You don't happen to have a spare Windows PC or laptop you could use while you wait to find one that work do you? I don't think Emulator Pro has a subscription license anymore but they probably have a demo you could use.


----------



## synthetic (Dec 22, 2015)

benatural said:


> What's the drawback of the resolution changer? Do you habe to constantly fiddle with it?



Yeah, it forgets the setting and you have to reset it every time it's powered on. It's a bug in Lemur that they won't fix. "We can't possibly test every system." Yes, but the app has a bug at 1920x1080. That's a common resolution.


----------



## benatural (Dec 22, 2015)

YCCTEAM Beelink i68 arrived today. Works fine with the touch screen, but am still getting the orientation issue. There's no "Application request to change orientation" option anywhere to be found. Even tried Lemur but ended up getting a refund because it was crashing every other time I opened the app. That said the resolution was and orientation was "almost" correct but not quite. Had to use the resolution changer, and yeah that's a massive pain to fiddle with.

Got one more box on the way... 5th time's the charm?


----------



## Ozymandias (Dec 23, 2015)

synthetic said:


> "We can't possibly test every system." Yes, but the app has a bug at 1920x1080. That's a common resolution.



It doesn't appear to be resolution-specific. Lemur works fine on a 1920x1080 tablet I have here.


----------



## Nathanael Iversen (Dec 25, 2015)

What about this: 



It seems to have Android 5.1.1. Is it the case that newer is better, or is it more about having the right options compiled into the kernel of these appliances?

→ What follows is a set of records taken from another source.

PR #2211, opened 2023-11-06
Add invalid-fn-name linter

### LINKED ISSUE #2159: New linter idea: threaded-fn-form

tomdl89:
Fixes #2159 paritially

- [✓] I have read the [developer documentation](https://github.com/clj-kondo/clj-kondo/blob/master/doc/dev.md).

- [✓] This PR corresponds to an [issue with a clear problem statement](https://github.com/clj-kondo/clj-kondo/blob/master/doc/dev.md#start-with-an-issue-before-writing-code).
https://github.com/clj-kondo/clj-kondo/issues/2159

- [✓] This PR contains a [test](https://github.com/clj-kondo/clj-kondo/blob/master/doc/dev.md#tests) to prevent against future regressions

- [✓] I have updated the [CHANGELOG.md](https://github.com/clj-kondo/clj-kondo/blob/master/CHANGELOG.md) file with a description of the addressed issue.

This, effectively supersedes #2160, although as noted in the test file, there is still room for a linter which catches bound vars threaded into fn name position.


src/clj_kondo/impl/analyzer.clj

Is it easier to just get an Android touchscreen monitor like this one:



That would have to have the touch drivers enabled. I'm guessing there are non-yellow versions of this kind of thing.


----------



## babylonwaves (Dec 26, 2015)

i found that article: http://djtrax.us and he's using a MX III Android Box with a Acer 23" touchscreen. Looks like this could work right out of the box?


----------



## benatural (Dec 26, 2015)

Thing is there are a number of hardware makers that make what appear to be the same box. But for some reason the system settings are a little different with each one. 

For Touchosc you need that reorientation setting, and none of the boxes I picked up have had it yet...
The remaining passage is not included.